> _Description of the task_: Find the word "files" in the data. Return every line where it appears.

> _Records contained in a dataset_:
....
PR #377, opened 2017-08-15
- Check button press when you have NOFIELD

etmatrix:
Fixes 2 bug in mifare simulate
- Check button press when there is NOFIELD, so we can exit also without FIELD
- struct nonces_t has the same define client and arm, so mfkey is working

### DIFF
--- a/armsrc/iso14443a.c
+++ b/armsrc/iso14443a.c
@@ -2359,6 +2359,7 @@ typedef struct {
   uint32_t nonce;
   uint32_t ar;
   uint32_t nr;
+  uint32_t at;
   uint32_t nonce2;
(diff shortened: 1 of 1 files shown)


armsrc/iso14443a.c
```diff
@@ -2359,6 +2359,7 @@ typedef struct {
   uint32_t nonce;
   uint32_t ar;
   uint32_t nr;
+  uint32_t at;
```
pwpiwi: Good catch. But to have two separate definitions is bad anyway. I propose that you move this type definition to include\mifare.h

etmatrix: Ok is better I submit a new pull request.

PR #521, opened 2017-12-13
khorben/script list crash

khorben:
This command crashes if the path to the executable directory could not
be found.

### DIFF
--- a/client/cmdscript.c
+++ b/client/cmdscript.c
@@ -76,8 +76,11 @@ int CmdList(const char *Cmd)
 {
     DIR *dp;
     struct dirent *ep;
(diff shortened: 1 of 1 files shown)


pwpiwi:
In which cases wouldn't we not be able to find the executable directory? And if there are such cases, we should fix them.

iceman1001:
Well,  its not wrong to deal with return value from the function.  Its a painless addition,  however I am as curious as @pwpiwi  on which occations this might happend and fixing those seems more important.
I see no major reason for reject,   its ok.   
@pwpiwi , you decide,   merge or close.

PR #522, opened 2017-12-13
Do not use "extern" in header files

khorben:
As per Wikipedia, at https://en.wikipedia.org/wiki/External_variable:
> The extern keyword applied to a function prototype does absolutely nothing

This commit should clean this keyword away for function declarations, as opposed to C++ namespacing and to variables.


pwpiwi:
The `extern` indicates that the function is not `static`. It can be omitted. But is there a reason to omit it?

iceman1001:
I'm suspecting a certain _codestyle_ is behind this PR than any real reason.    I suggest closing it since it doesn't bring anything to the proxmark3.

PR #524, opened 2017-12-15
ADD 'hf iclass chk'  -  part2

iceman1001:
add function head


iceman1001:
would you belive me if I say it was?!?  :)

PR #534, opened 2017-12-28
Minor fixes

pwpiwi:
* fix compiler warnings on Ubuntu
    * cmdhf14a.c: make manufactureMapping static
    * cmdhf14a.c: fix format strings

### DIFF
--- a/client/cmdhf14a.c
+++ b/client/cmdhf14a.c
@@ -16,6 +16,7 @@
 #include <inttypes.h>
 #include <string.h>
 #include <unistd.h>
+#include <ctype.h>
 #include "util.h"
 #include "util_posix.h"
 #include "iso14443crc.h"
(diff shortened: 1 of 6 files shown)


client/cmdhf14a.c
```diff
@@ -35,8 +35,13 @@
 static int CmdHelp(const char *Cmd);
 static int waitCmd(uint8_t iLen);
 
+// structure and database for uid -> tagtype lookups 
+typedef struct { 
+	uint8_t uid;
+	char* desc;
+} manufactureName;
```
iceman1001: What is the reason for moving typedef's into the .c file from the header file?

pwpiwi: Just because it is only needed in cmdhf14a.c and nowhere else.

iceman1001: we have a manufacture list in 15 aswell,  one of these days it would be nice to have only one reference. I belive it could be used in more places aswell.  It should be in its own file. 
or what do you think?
....
> _Answer_:
(diff shortened: 1 of 1 files shown)
(diff shortened: 1 of 1 files shown)
Do not use "extern" in header files
(diff shortened: 1 of 6 files shown)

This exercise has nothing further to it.